(Task data Opens)
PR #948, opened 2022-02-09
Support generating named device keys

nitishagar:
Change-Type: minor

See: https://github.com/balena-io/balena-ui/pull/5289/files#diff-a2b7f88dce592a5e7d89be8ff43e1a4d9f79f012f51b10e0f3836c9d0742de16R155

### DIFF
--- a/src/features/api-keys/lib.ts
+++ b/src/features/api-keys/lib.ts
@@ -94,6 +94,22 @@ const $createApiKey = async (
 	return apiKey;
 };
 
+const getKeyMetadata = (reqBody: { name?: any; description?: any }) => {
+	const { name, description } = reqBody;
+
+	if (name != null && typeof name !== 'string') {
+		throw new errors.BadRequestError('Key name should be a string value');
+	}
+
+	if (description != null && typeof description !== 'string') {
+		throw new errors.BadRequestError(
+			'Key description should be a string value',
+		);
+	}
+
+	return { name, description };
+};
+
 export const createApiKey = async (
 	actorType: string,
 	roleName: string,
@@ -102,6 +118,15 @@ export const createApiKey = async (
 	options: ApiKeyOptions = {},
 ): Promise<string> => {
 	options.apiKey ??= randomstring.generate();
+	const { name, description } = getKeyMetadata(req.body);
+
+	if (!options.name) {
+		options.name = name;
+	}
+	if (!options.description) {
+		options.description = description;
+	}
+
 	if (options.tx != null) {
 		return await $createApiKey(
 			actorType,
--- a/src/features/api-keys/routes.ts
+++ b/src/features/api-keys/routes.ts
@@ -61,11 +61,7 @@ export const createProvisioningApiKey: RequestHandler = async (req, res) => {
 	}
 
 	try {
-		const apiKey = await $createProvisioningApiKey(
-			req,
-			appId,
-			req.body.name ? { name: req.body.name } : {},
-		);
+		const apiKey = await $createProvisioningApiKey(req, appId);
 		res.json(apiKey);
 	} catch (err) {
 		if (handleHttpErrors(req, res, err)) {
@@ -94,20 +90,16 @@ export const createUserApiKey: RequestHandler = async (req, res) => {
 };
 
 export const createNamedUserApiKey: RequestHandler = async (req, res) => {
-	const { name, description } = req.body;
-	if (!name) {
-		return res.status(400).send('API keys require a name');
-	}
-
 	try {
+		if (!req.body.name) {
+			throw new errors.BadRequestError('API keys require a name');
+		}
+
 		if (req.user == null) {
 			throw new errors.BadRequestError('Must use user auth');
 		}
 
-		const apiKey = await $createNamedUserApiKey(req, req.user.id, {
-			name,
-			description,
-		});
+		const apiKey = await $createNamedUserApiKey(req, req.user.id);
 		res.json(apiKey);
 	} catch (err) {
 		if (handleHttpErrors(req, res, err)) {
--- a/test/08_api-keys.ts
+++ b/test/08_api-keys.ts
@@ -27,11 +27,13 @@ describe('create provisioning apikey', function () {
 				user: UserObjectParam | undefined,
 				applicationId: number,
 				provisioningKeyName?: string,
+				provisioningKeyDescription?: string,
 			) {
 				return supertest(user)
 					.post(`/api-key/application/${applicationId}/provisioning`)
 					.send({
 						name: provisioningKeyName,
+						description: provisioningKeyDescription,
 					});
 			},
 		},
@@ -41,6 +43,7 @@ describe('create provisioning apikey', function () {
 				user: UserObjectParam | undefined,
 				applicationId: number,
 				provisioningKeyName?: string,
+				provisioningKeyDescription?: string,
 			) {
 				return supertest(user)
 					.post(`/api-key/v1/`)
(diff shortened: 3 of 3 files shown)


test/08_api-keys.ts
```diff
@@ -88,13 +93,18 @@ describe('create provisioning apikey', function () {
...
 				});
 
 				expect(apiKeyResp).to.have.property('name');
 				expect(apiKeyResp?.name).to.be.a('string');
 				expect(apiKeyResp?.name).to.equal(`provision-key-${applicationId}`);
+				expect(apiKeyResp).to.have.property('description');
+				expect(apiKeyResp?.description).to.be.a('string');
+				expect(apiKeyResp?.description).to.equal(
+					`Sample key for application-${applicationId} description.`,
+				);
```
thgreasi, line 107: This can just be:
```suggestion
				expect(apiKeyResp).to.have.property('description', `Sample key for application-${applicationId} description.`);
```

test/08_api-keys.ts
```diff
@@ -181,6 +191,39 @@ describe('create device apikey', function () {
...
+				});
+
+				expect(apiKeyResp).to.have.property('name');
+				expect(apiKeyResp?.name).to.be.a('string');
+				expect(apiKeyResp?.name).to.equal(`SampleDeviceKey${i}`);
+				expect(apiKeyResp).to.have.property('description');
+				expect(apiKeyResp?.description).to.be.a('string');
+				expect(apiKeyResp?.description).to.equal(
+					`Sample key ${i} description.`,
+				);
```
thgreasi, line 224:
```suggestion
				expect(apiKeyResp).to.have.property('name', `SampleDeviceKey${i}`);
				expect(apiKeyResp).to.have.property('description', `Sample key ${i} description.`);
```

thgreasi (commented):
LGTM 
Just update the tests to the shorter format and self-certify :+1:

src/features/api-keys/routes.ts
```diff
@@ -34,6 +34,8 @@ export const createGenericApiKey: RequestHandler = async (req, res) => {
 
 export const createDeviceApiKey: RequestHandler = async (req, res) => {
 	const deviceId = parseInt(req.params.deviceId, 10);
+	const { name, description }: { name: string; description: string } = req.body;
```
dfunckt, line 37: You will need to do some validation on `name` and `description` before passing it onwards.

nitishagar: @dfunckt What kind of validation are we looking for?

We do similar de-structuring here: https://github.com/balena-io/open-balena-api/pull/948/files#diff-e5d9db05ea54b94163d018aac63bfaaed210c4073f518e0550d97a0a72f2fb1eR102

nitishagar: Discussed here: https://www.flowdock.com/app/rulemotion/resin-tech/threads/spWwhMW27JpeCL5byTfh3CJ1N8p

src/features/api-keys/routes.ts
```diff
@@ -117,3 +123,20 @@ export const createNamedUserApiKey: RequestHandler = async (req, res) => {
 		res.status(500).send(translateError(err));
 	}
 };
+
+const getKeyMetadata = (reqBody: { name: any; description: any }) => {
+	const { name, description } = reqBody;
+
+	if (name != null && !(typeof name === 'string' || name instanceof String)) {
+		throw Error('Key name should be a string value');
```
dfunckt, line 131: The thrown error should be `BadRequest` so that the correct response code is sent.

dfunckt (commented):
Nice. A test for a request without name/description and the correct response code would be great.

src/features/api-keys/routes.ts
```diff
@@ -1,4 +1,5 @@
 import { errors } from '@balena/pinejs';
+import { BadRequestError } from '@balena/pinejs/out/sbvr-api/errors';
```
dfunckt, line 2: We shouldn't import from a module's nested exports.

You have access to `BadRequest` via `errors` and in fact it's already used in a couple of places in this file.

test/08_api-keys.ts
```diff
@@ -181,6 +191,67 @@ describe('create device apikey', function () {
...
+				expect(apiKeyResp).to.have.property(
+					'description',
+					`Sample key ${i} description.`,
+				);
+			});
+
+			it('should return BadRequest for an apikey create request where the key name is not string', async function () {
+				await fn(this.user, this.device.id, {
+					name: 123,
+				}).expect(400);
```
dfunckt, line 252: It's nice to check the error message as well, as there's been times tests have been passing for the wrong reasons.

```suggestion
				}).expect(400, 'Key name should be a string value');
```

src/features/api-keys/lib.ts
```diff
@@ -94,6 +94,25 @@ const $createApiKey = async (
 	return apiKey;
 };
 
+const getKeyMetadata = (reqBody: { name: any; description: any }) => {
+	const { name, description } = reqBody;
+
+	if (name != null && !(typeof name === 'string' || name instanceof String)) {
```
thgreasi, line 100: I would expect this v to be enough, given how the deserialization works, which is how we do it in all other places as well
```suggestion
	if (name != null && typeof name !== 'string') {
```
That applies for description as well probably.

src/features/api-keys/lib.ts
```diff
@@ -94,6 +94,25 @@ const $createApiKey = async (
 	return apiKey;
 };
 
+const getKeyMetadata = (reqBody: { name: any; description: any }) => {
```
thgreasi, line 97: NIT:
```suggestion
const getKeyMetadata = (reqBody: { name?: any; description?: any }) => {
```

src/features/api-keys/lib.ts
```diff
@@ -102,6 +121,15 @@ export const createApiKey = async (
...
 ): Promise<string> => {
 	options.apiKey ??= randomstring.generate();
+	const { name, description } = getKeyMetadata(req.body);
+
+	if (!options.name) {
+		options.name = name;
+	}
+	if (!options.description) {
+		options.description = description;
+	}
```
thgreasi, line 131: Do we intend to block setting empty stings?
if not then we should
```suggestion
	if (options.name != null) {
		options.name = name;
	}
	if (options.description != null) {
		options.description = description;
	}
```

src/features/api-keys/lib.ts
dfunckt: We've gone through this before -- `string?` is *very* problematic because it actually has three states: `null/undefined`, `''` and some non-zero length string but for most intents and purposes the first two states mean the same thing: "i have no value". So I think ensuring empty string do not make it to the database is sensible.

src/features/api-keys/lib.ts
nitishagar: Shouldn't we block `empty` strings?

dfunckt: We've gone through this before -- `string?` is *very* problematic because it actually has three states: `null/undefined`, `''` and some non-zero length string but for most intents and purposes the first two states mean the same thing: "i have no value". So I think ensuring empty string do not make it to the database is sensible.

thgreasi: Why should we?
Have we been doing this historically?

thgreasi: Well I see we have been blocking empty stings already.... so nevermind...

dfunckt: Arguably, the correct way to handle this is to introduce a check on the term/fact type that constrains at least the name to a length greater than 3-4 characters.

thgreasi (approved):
(Task data Closes)
Problem to solve.
Copy each line of the listing that includes "BadRequestError".

Your solution.
+		throw new errors.BadRequestError('Key name should be a string value');
+		throw new errors.BadRequestError(
+			throw new errors.BadRequestError('API keys require a name');
 			throw new errors.BadRequestError('Must use user auth');
+import { BadRequestError } from '@balena/pinejs/out/sbvr-api/errors';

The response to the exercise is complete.